- ASSIGNED TASK:
Whatever the records say, set them down exactly.

Start of MATERIAL FOR THIS TASK

PR #3625, opened 2026-06-15
Add taxMode attribute to rate plans in product catalog api

tjmw:
## What does this change?

Surfaces a new attribute `taxMode` in the product catalog API at the rate plan level.

The `taxMode` is actually set on the charge, which is within the rate plan, but currently this should always be consistent for all charges within a rate plan. If that is ever not the case then the generate catalog step will fail and we'll receive an alarm.

The bulk of the changes in this PR are updating sandbox fixtures to make charge settings consistent within rate plans. These are already consistent in prod.

Deployed to CODE and can see the new attribute:

Screenshot 2026-06-15 at 15 55 42


modules/product-catalog/src/generateSchema.ts
```diff
@@ -119,6 +119,7 @@ const generateProductRatePlanSchema = (
 		${getBillingPeriodForRatePlan(productRatePlan)}
 		termType: termTypeSchema,
 		termLengthInMonths: z.number(),
+		taxMode: z.string().nullable().optional(),
```
tjmw: This is optional to avoid a race condition where the new schema is used as lambdas in this repo are deployed but the new attribute isn't yet present in the product catalog response because it hasn't been regenerated yet. I'll remove the `optional()` part in a follow up PR.

modules/zuora-catalog/src/zuoraCatalogSchema.ts
```diff
@@ -63,6 +63,7 @@ export const zuoraCatalogSchema = z.object({
 							billingPeriod: z.nullable(z.string()),
 							triggerEvent: z.string(),
 							description: z.nullable(z.string()),
+							taxMode: z.nullable(z.string()),
```
rupertbates: You think it's better to keep this as a string rather than a union type?

rupertbates (approved):
Just one question about types

modules/zuora-catalog/src/zuoraCatalogSchema.ts
tjmw: Yeah it's a good question, I also wondered about this. I don't know how likely it is that other tax modes could be created in future so decided to keep it flexible. What do you think? If we're confident these will be very stable then the enum approach sounds good.

tjmw: Made this change in 1204cec.

modules/product-catalog/src/generateSchema.ts
```diff
@@ -119,6 +119,7 @@ const generateProductRatePlanSchema = (
 		${getBillingPeriodForRatePlan(productRatePlan)}
 		termType: termTypeSchema,
 		termLengthInMonths: z.number(),
+		taxMode: z.enum(['TaxExclusive', 'TaxInclusive']).nullable().optional(),
```
johnduffell, line 122: why is this both nullable and optional?
it looks like in the zuora catalog it's nullable
https://developer.zuora.com/v1-api-reference/api/api/object-queries/queryproductrateplanchargebykey#object-queries/queryproductrateplanchargebykey/t=response&c=200&path=taxmode
but where does the optionality come from?

PR #3628, opened 2026-06-15
allow public paths on API gateway lambdas

johnduffell:
required for https://github.com/guardian/support-service-lambdas/pull/3610

This PR updates SrLambda CDK construct to allow the docs to be public on an otherwise API key'ed api gateway.

This is needed so lambda can serve their own openapi docs.


cdk/lib/cdk/SrApiLambda.ts
```diff
@@ -125,4 +129,14 @@ export class SrApiLambda extends SrLambda {
 			});
 		}
 	}
+
+	addPublicPath(path: string) {
```
rupertbates, line 140: Could you include a comment describing the usage of this function (the when and why rather than the how) please?

rupertbates (approved):
This is great, just one suggestion asking for an additional comment

cdk/lib/cdk/SrApiLambda.ts
johnduffell:
```suggestion
	/**
	  * if your API gateway normally requires an API key, you can use this function to make specific routes public
	  * 
	  * this can be useful you want a lambda to self-serve documentation for access via a browser
	  */
	addPublicPath(path: string) {
```

PR #3631, opened 2026-06-16
Fix buildcheck repo root validation to support bare repository worktree paths

maloky:
### What

Updates `parseArguments` in `buildcheck/src/util/argsParser.ts` to accept repository root paths from bare Git repositories with worktrees.

Previously the validation only accepted paths ending exactly with `support-service-lambdas`, which rejected paths in the form `/support-service-lambdas.git/<worktreeName>` (e.g. `/support-service-lambdas.git/main`).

End of MATERIAL FOR THIS TASK

- TASK OUTPUT:
PR #3625, opened 2026-06-15
Add taxMode attribute to rate plans in product catalog api

tjmw:
## What does this change?

Surfaces a new attribute `taxMode` in the product catalog API at the rate plan level.

The `taxMode` is actually set on the charge, which is within the rate plan, but currently this should always be consistent for all charges within a rate plan. If that is ever not the case then the generate catalog step will fail and we'll receive an alarm.

The bulk of the changes in this PR are updating sandbox fixtures to make charge settings consistent within rate plans. These are already consistent in prod.

Deployed to CODE and can see the new attribute:

Screenshot 2026-06-15 at 15 55 42


modules/product-catalog/src/generateSchema.ts
```diff
@@ -119,6 +119,7 @@ const generateProductRatePlanSchema = (
 		${getBillingPeriodForRatePlan(productRatePlan)}
 		termType: termTypeSchema,
 		termLengthInMonths: z.number(),
+		taxMode: z.string().nullable().optional(),
```
tjmw: This is optional to avoid a race condition where the new schema is used as lambdas in this repo are deployed but the new attribute isn't yet present in the product catalog response because it hasn't been regenerated yet. I'll remove the `optional()` part in a follow up PR.

modules/zuora-catalog/src/zuoraCatalogSchema.ts
```diff
@@ -63,6 +63,7 @@ export const zuoraCatalogSchema = z.object({
 							billingPeriod: z.nullable(z.string()),
 							triggerEvent: z.string(),
 							description: z.nullable(z.string()),
+							taxMode: z.nullable(z.string()),
```
rupertbates: You think it's better to keep this as a string rather than a union type?

rupertbates (approved):
Just one question about types

modules/zuora-catalog/src/zuoraCatalogSchema.ts
tjmw: Yeah it's a good question, I also wondered about this. I don't know how likely it is that other tax modes could be created in future so decided to keep it flexible. What do you think? If we're confident these will be very stable then the enum approach sounds good.

tjmw: Made this change in 1204cec.

modules/product-catalog/src/generateSchema.ts
```diff
@@ -119,6 +119,7 @@ const generateProductRatePlanSchema = (
 		${getBillingPeriodForRatePlan(productRatePlan)}
 		termType: termTypeSchema,
 		termLengthInMonths: z.number(),
+		taxMode: z.enum(['TaxExclusive', 'TaxInclusive']).nullable().optional(),
```
johnduffell, line 122: why is this both nullable and optional?
it looks like in the zuora catalog it's nullable
https://developer.zuora.com/v1-api-reference/api/api/object-queries/queryproductrateplanchargebykey#object-queries/queryproductrateplanchargebykey/t=response&c=200&path=taxmode
but where does the optionality come from?

PR #3628, opened 2026-06-15
allow public paths on API gateway lambdas

johnduffell:
required for https://github.com/guardian/support-service-lambdas/pull/3610

This PR updates SrLambda CDK construct to allow the docs to be public on an otherwise API key'ed api gateway.

This is needed so lambda can serve their own openapi docs.


cdk/lib/cdk/SrApiLambda.ts
```diff
@@ -125,4 +129,14 @@ export class SrApiLambda extends SrLambda {
 			});
 		}
 	}
+
+	addPublicPath(path: string) {
```
rupertbates, line 140: Could you include a comment describing the usage of this function (the when and why rather than the how) please?

rupertbates (approved):
This is great, just one suggestion asking for an additional comment

cdk/lib/cdk/SrApiLambda.ts
johnduffell:
```suggestion
	/**
	  * if your API gateway normally requires an API key, you can use this function to make specific routes public
	  * 
	  * this can be useful you want a lambda to self-serve documentation for access via a browser
	  */
	addPublicPath(path: string) {
```

PR #3631, opened 2026-06-16
Fix buildcheck repo root validation to support bare repository worktree paths

maloky:
### What

Updates `parseArguments` in `buildcheck/src/util/argsParser.ts` to accept repository root paths from bare Git repositories with worktrees.

Previously the validation only accepted paths ending exactly with `support-service-lambdas`, which rejected paths in the form `/support-service-lambdas.git/<worktreeName>` (e.g. `/support-service-lambdas.git/main`).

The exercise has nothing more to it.